I would lose myself instead in the notes of Chuck Berry, Eddie Cochran, Gene Vincent (who, beyond "Be Bop A Lula," created some amazing things), Little Richard, and Buddy Holly... Those guys had guts, I thought…
Let’s not even talk about the Elvis records from the '60s, all syrupy and insipid, stuff that I understood even back then made Bacharach seem like Beethoven in comparison... Before the usual late re-evaluations of the end of the century...

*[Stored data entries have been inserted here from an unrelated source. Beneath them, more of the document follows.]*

PR #138, opened 2018-11-14
Adding error when dfdl:initiator is "%"

efinnegan:
When the initiator is a percent sign the initiator was being ignored
so this will now throw an error.

DAFFODIL-1840

### DIFF
--- a/daffodil-test/src/test/resources/org/apache/daffodil/section12/delimiter_properties/DelimiterProperties.tdml
+++ b/daffodil-test/src/test/resources/org/apache/daffodil/section12/delimiter_properties/DelimiterProperties.tdml
@@ -129,6 +129,56 @@
       </xs:complexType>
     </xs:element>
 
+    <xs:element name="DP_05" dfdl:lengthKind="implicit">
+      <xs:complexType>
+        <xs:sequence dfdl:initiatedContent="no"
+          dfdl:separatorPosition="infix" dfdl:separator=",">
+          <xs:element name="num1" type="xs:int"
+            dfdl:initiator="%" maxOccurs="unbounded" />
+        </xs:sequence>
+      </xs:complexType>
+    </xs:element>
+
+    <xs:element name="DP_06" dfdl:lengthKind="implicit">
+      <xs:complexType>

Today, in hindsight, I say: he was the first white ROCK STAR, who played music that saw blacks as the ultimate creators…
He wasn't as crazy as Jerry Lee Lewis, didn't look as bad as Holly, wasn't as much of a loser as Vincent, and wasn't as dark as Cash; he was the rock star with a feigned scandalous image, but in reality loved by young and old alike, with a clean-cut face...
Because in reality, everyone was making out to the rhythm of "Love Me Tender" and other syrupy songs... harmless little tunes, even though "Jailhouse Rock" will always remain THE ROCK par excellence, an essential piece...
With Elvis, the rock star was born, a figure that hadn't existed before...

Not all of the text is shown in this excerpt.